(Records excerpted from a collection)
+++++
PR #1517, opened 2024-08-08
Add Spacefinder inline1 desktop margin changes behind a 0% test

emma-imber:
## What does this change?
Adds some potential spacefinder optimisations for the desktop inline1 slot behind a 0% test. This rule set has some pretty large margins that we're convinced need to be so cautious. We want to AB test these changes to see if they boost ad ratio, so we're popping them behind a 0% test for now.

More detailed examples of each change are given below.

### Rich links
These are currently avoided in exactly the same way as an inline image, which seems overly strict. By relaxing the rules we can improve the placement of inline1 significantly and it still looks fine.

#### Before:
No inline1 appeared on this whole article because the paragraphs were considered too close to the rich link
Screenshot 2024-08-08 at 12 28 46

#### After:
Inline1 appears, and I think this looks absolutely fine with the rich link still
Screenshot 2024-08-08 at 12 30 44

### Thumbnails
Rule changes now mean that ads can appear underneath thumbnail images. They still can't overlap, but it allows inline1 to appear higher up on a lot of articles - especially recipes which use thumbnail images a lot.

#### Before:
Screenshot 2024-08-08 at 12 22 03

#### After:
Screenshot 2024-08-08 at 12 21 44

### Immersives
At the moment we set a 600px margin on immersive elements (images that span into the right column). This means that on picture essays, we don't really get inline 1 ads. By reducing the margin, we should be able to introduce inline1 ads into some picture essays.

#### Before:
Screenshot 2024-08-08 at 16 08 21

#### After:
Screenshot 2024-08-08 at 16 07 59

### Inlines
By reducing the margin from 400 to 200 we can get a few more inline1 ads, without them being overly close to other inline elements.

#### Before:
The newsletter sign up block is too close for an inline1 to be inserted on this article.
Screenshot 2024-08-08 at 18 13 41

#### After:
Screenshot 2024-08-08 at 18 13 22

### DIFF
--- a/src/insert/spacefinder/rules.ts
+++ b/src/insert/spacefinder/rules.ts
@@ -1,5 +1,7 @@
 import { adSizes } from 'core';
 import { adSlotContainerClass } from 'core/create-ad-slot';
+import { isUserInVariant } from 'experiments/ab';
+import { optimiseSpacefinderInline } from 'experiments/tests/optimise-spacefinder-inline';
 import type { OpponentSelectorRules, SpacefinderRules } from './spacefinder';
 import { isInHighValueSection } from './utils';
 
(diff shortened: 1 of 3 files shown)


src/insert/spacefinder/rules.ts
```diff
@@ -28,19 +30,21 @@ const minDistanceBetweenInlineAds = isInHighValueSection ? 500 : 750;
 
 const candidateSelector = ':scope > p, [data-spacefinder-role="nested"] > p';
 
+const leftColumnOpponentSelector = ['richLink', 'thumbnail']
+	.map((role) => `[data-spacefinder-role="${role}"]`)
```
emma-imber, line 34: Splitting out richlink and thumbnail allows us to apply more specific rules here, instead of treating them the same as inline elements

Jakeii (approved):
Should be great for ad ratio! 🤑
+++++
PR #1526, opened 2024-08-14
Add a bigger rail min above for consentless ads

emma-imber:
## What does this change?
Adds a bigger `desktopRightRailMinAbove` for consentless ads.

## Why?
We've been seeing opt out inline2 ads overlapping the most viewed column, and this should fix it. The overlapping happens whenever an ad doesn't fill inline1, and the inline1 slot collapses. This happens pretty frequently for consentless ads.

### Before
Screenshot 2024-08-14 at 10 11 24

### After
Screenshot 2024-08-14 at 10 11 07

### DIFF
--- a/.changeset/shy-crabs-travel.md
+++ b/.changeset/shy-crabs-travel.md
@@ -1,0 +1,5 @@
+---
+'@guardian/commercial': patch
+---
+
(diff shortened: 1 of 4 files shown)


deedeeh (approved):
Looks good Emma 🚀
+++++
**Exercise brief:** You are asked to count the lines of the records above in which the word "files" occurs, and to give only that number.

**Answer to this problem:** 2